The head contains 64 parasites that inflame and destroy the cartilage of juvenile trout before it can turn to bone. The parasites burrow inside the fish through its mouth (which opens to take in oxygen from the water) or skin and travel along the nerve channels to get into the cartilage in the skeleton and head. They chew away at the cartilage and after 60 days make spores. The resulting skeletal deformities and heavy pressure on the fish's organs of equilibrium cause it to swim erratically, unable to feed or avoid predators.

When the trout dies, the heavier-than-water spores sink to the bottom. Even if the spores do not immediately enter a tubifex worm to start the life cycle anew, they can survive for 20 years in the mud. A wading angler who stirs up the bottom can send hundreds of thousands of spores downstream to infect fish. Some spores might also adhere to boots or gear, ready to be liberated in the next body of water in which the angler sets foot—even a continent away. That's cause for concern in Argentina, Chile, New Zealand and the Australian island of Tasmania, all of which got their rainbows from North America.

"We keep having to worry about the affected fish—seeing that hatcheries get cleaned up and that affected fish are not moved into waters that are not yet infected," Johnson says. "If the parasite gains entrance, the cycle is established, and it's going to be there forever unless we can find a way to break it."

What can be done?

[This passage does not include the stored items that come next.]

PR #628, opened 2018-09-04
Rename ClassIterator -> ConfigIterator and support struct types.

scott-gibson-sociomantic:
Existing unit tests suggests that this was originally meant to be supported but not correctly done.
This updates it to be able to iterate over struct types.

### DIFF
--- a/src/ocean/util/config/ConfigFiller.d
+++ b/src/ocean/util/config/ConfigFiller.d
@@ -842,9 +842,12 @@ private bool hasField ( T ) ( T reference, cstring field )
     return was_found;
 }
 
+deprecated("Use ConfigIterator instead.")
+alias ConfigIterator ClassIterator;
+
 /*******************************************************************************
 
-    Class Iterator. Iterates over variables of a category
+    Config Iterator. Iterates over variables of a category
 
     Params:
         T = type of the class to iterate upon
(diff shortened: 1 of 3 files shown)


src/ocean/util/config/ConfigFiller.d
```diff
@@ -842,9 +842,12 @@ private bool hasField ( T ) ( T reference, cstring field )
     return was_found;
 }
 
+deprecated("Use ConfigIterator instead.")
```
gavin-norman-sociomantic, line 845: :police_car:

gavin-norman-sociomantic (commented):
This PR gives me deja vu. I thought we already did this?

scott-gibson-sociomantic:
Previously the ConfigFiller class was named ClassFiller and only worked on class types. This was changed to support structs and renamed to ConfigFiller, however the internal ClassIterator was never updated to support structs as well.

scott-gibson-sociomantic:
I added a deprecation message for the rename and a feature message for the struct support.

gavin-norman-sociomantic:
>Previously the ConfigFiller class was named ClassFiller and only worked on class types. This was changed to support structs and renamed to ConfigFiller, however the internal ClassIterator was never updated to support structs as well.

Ahh gotcha.

gavin-norman-sociomantic (approved):

PR #629, opened 2018-09-12
Add stats log reader

bogdan-szabo-sociomantic:


src/ocean/util/log/Stats.d
```diff
@@ -650,3 +656,369 @@ unittest
...
+            line = a line stat
+
+        Returns:
+            A StatsLine
+
+    **************************************************************************/
+
+    static public StatsLine opCall (cstring line)
+    {
+        static Buffer!(char) buffer_line;
```
nemanja-boric-sociomantic: Do you need this static variable? It feels like you could do all this just by slicing the `line`?

src/ocean/util/log/Stats.d
```diff
@@ -650,3 +656,369 @@ unittest
...
 }
+
+
+/**************************************************************************
+
+    Struct that parses a stats line
+
+**************************************************************************/
+
+public struct StatsLine
```
nemanja-boric-sociomantic: `StatsLine` could just hold line as `cstring` and just slice the `line` passed in `opCall`. That would mean that the lifetime of `StatsLine` is valid as long as `line` passed to `opCall` is valid, but I think that is fine. AFAICS, you don't need to pass the `StatsLine` around, and if you want you could provide `dup` method which would return you a copy of `StatsLine` which would manage its own memory.

That way I think you've removed all allocations here.

src/ocean/util/log/Stats.d
```diff
@@ -650,3 +656,369 @@ unittest
...
+        auto date_end_position = find(buffer_line, " ");
+        stats_line.date = buffer_line[0 .. date_end_position];
+
+        auto time_begin_position = date_end_position + 1;
+        auto time_end_position = find(buffer_line[time_begin_position .. len], " ") + time_begin_position;
+        stats_line.time = buffer_line[time_begin_position .. time_end_position];
+
+        stats_line.line = buffer_line[time_end_position .. len];
+
+        return stats_line;
```
nemanja-boric-sociomantic: So, in this method you always create new `StatsLine` and pass it to the caller. Creating `StatsLine` involves creating `Buffer` which `StatsLine` doesn't reuse in any way, and since it's private nobody else can do reuse it, so having `Buffer` there makes a little point (except to prevent copying StatsLines).

I think we should you could/should do it in a way where `StatsLine` is just a _view_ on the line.

bogdan-szabo-sociomantic:
@nemanja-boric-sociomantic ready for another look

src/ocean/util/log/Stats.d
```diff
@@ -650,3 +656,402 @@ unittest
...
+
+    try
+    {
+        data = new Array("".dup);
+        reader = new StatsLogReader(data);
+        reader.last();
+    }
+    catch(Exception e)
+    {
+        test!("==")(e.message, "The stats are empty");
```
mihails-strasuns: Why not simply `testThrown`?

src/ocean/util/log/Stats.d
```diff
@@ -650,3 +656,402 @@ unittest
...
+
+    /// It should not extract a missing key
+    try
+    {
+        line["missing_key"];
+    }
+    catch(Exception e)
+    {
+        test!("==")(e.message, "missing_key is not present in the stats");
+        has_exception = true;
```
mihails-strasuns: ditto `testThrown`

mihails-strasuns (approved):
LGTM apart from few nitpicks. One proposal to consider is to move it new `ocean.util.log.StatsReader` module, I personally like small independent modules more.

src/ocean/util/log/Stats.d
bogdan-szabo-sociomantic: because `testThrown` can not check the error message. I updated the code to use `testThrown` anyway... It looks like there are no tests that check for the error messages

bogdan-szabo-sociomantic:
@mihails-strasuns @nemanja-boric-sociomantic  ready for another look. I moved the code to a new module and refactored the tests to use the testThrown function

src/ocean/util/log/StatsReader.d
```diff
@@ -0,0 +1,393 @@
...
+    Currently, `StatsLogReader` parses an `InputStream` to `StatsLine`. The lines
+    can be iterated using a foreach. Sometimes only the last stat line is
+    important. The `StatsLogReader.last` method will return only that line.
+
+    The `StatsLine` struct parses one stat line.
+
+    Refer to the class' description for information about their actual usage.
+
+    Copyright:
+        Copyright (c) 2009-2018 Sociomantic Labs GmbH.
```
nemanja-boric-sociomantic:
```
        Copyright (C) 2018 dunnhumby Germany GmbH. All rights reserved
```

src/ocean/util/log/StatsReader.d
```diff
@@ -0,0 +1,393 @@
+/*******************************************************************************
+
+    Classes that can be used to parse the graphite stats.
+
+    Currently, `StatsLogReader` parses an `InputStream` to `StatsLine`. The lines
```
nemanja-boric-sociomantic: No need for `Currently,` here, just say `Parses an InputStream...`

nemanja-boric-sociomantic (approved):

nemanja-boric-sociomantic:
Thanks!

src/ocean/util/log/Stats.d
mihails-strasuns: Yeah we don't normally care about exact error message and it is not worth extra lines of boilerplate. If specific exception kind is crucial, it should be denoted by creating dedicated exception class and doing `testThrown!(MyExceptionClass)` instead.

PR #630, opened 2018-09-14
Allow for dynamic terminal width inside AppStatus

nemanja-boric-sociomantic:
AppStatus was assuming that main terminal exists and that
it can be queried for its width. However this is not true
when starting programs as daemons from systemd - the main terminal
doesn't exist (stdout may or may be not redirected), so the
width is zero. However, user may want to attach to the unix socket
and get the output from the AppStatus.

AppStatus is changed so it a) accept assumed terminal width at
construction which, b) can be overridden by passing the width
to the command (`app_status 120` for example).

### DIFF
--- a/src/ocean/io/console/AppStatus.d
+++ b/src/ocean/io/console/AppStatus.d
@@ -71,6 +71,7 @@ import ocean.time.model.IMicrosecondsClock;
 import ocean.time.MicrosecondsClock;
 import ocean.transition;
 import ocean.util.container.AppendBuffer;
+import ocean.text.convert.Integer;
 
 import ocean.util.log.Event;
 import ocean.util.log.InsertConsole;
@@ -119,6 +120,15 @@ public class AppStatus
     ***************************************************************************/
 
     protected alias .TerminalOutput TerminalOutput;
+
+
+    /**************************************************************************
+
+        Number of columns in Terminal
+
+    ***************************************************************************/
+
+    private int terminal_columns;
 
 
     /***************************************************************************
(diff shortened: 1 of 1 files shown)


don-clugston-sociomantic:
Why not make the default width of 80 columns, rather than 0?

nemanja-boric-sociomantic:
It's a bit confusing and I don't have a good answer. The default terminal width is whatever reported by the terminal. In case that's 0, we can make this value ` = 80` and that would override the zero. But what if the width of the terminal is 120, and this makes it drop to 80? I think its clearer if this value overrides the defaults, no matter if they are zero or not.

Alternatively, this could be renamed to `fallback_terminal_width` and set to 80.

mihails-strasuns (approved):

src/ocean/io/console/AppStatus.d
```diff
@@ -445,6 +471,13 @@ public class AppStatus
         this.connectOutput(unix_socket_file,
             unix_terminal_output);
 
+        if (command.length > 0)
+        {
+            int columns;
+            toInteger(command[0], columns);
```
daniel-zullo: Optional: `this.terminal_columns` can be directly used here instead.

src/ocean/io/console/AppStatus.d
```diff
@@ -359,6 +374,16 @@ public class AppStatus
         this.stream = stream;
         this.terminal_output = terminal_output;
         this.old_terminal_size = Terminal.rows;
+
+        if (terminal_columns)
```
daniel-zullo: you might want to explicitly compare `terminal_columns > 0`

don-clugston-sociomantic:
> It's a bit confusing and I don't have a good answer. The default terminal width is whatever reported by the terminal. In case that's 0, we can make this value = 80 and that would override the zero. But what if the width of the terminal is 120, and this makes it drop to 80? I think its clearer if this value overrides the defaults, no matter if they are zero or not.

The point is that the terminal width should never be zero under any circumstances. A zero width terminal is nonsense, it's not a terminal. I guess Linux allows it to avoid a singularity in the API but we're high enough level of abstraction that we can remove it.

nemanja-boric-sociomantic:
Updated based on both @daniel-zullo-sociomantic and @don-clugston-sociomantic 's suggestions.

don-clugston-sociomantic:
LGTM

PR #635, opened 2018-09-25
Move assumeUnique helper function to ocean.core.TypeConvert

joseph-wakeling-sociomantic:
This helper function is not merely transitional: it will continue to be useful in D2-only applications.

A selective `public import` has been added to `ocean.transition` so as to avoid any breaking change for downstream apps and libraries, but the change should allow projects moving to D2 only to have a migration path away from `ocean.transition` while continuing to use `assumeUnique`.

### DIFF
--- a/src/ocean/core/TypeConvert.d
+++ b/src/ocean/core/TypeConvert.d
@@ -17,10 +17,55 @@ module ocean.core.TypeConvert;
 
 
 
-import ocean.transition;
 import ocean.meta.traits.Indirections;
+import ocean.meta.types.Qualifiers;
+import ocean.meta.types.Typedef;
 
 version ( UnitTest ) import ocean.core.Test;
+
+
+/*******************************************************************************
+
+    Trivial wrapper for a cast from any array to an array of immutable elements
+    (e.g. from any string to an immutable string), to make code more readable.
+    Its use is only legal if no one else has a reference to the contents of the
+    `input` array.  Cf. `std.exception.assumeUnique` in Phobos.
+
+    Params:
+        input = slice whose contents to cast to immutable; this reference
+            will be nullified to prevent any further access from this
+            mutable handle
+
+    Returns:
+        slice of immutable elements corresponding to the same segment of
+        memory referred to by `input`
+
+    Note:
+        D1 does not allow overloading on rvalue vs lvalue, nor does it have
+        anything similar to D2's `auto ref` feature.  At the same time, to
+        match Phobos semantics we need to nullify the slice that gets cast
+        to immutable.  Because of this our `assumeUnique` accepts only
+        rvalues: use temporary local variables to assign lvalues if any
+        need to be used with `assumeUnique`.
+
+
+*******************************************************************************/
+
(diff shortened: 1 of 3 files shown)


src/ocean/core/TypeConvert.d
```diff
@@ -22,6 +22,50 @@ import ocean.meta.traits.Indirections;
...
+    input = null;
+    return cast(Immut!(T)[]) tmp;
+}
+
+unittest
+{
+    auto s1 = "aaa".dup;
+    auto s2 = assumeUnique(s1);
+    test!("==")(s2, "aaa");
+    test!("is")(s1, null);
```
mihails-strasuns: `null` -> `mstring.init` to fix D1 build

joseph-wakeling-sociomantic:
@mihails-strasuns fixed.  I've also replaced the `ocean.transition` import in `ocean.core.TypeConvert` to avoid any possibility of circular dependencies:

```diff
diff --git a/src/ocean/core/TypeConvert.d b/src/ocean/core/TypeConvert.d
index 046d0cfe..96070f56 100644
--- a/src/ocean/core/TypeConvert.d
+++ b/src/ocean/core/TypeConvert.d
@@ -17,7 +17,8 @@ module ocean.core.TypeConvert;
 
 
 
-import ocean.transition;
+import ocean.meta.types.Qualifiers;
+import ocean.meta.types.Typedef;
 import ocean.meta.traits.Indirections;
 
 version ( UnitTest ) import ocean.core.Test;
@@ -62,7 +63,7 @@ unittest
     auto s1 = "aaa".dup;
     auto s2 = assumeUnique(s1);
     test!("==")(s2, "aaa");
-    test!("is")(s1, null);
+    test!("is")(s1, mstring.init);
 }
```

joseph-wakeling-sociomantic:
The codecov report is a dirty rotten liar.  We have exactly the same tests!

joseph-wakeling-sociomantic:
Tweaked slightly to retain alphabetical order of imports:

```diff
diff --git a/src/ocean/core/TypeConvert.d b/src/ocean/core/TypeConvert.d
index 96070f56..ddc87c03 100644
--- a/src/ocean/core/TypeConvert.d
+++ b/src/ocean/core/TypeConvert.d
@@ -17,9 +17,9 @@ module ocean.core.TypeConvert;
 
 
 
+import ocean.meta.traits.Indirections;
 import ocean.meta.types.Qualifiers;
 import ocean.meta.types.Typedef;
-import ocean.meta.traits.Indirections;
 
 version ( UnitTest ) import ocean.core.Test;
```

joseph-wakeling-sociomantic:
Just as a minor implementation note: my first draft tried to use `d1to2fix_inject` to make this `auto ref` for D2 code (on the grounds that we might as well make it easy to support lvalues for D2-only apps/libs even if we can't do it for D1 code).

That failed because `d1to2fix_inject` does not support injecting `auto` (I assume for good and deliberate reason), but I tested the validity of `auto ref` by manually editing the D2 code, and things worked.  So this would conceivably be a way to bring the function's behaviour closer to Phobos if there is willingness to support it.

PR #636, opened 2018-09-26
Add D2-only lvalue support to assumeUnique

joseph-wakeling-sociomantic:
While we cannot do anything for D1 code, this patch adds a new D2-only `assumeUnique` overload which accepts the input array by value, which will allow D2 programs to call `assumeUnique` with lvalues.

This is a shameless copy of what is done with the phobos `assumeUnique` implementation and should behave identically.  A `Credits:` section has been added to the function documentation to reflect this.


mihails-strasuns (approved):

joseph-wakeling-sociomantic:
@mihails-strasuns I'm happy to follow up with support for the other phobos `assumeUnique` overload if that would be nice to have.

PR #637, opened 2018-09-26
Stop printing at \0

andrew-stevenson-sociomantic:
address_pathnul is a buffer containing a C string

### DIFF
--- a/src/ocean/net/server/unix/UnixListener.d
+++ b/src/ocean/net/server/unix/UnixListener.d
@@ -221,12 +221,12 @@ public class UnixSocketListener ( CommandHandlerType ) : SelectListener!(
             char[0x100] buf;
             auto msgnul = strerror_r(errno, buf.ptr, buf.length);
             log.error("Unable to delete socket \"{}\": {}",
-                      this.address_pathnul[0 .. $ - 1],
+                      this.address_pathnul[0 .. strlen(this.address_pathnul.ptr)],
                       msgnul[0 .. strlen(msgnul)]);
         }
         else
         {
-            log.info("Deleted socket \"{}\"", this.address_pathnul[0 .. $ - 1]);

According to Johnson, a "good" species of tubifex worm—one that doesn't harbor the parasite—might out-compete the present "bad" worm for its niche and break the parasite's life cycle.

More promising is the fact that coho salmon, which are of the same genus as rainbow trout, are resistant to the parasite. "We think the resistance lies in a set of genes known as MHC that turns out to be conserved across fish and higher vertebrates over many millions of years," Johnson says. "These genes dictate whether you or I can exchange organs. They have to do with cellular immunity against viruses, bacteria, parasites and fungi. We want to do studies that isolate and define the differences between susceptible fish and related resistant fish in terms of their critical genes. The technology is out there, but it will take five to 10 years to prove."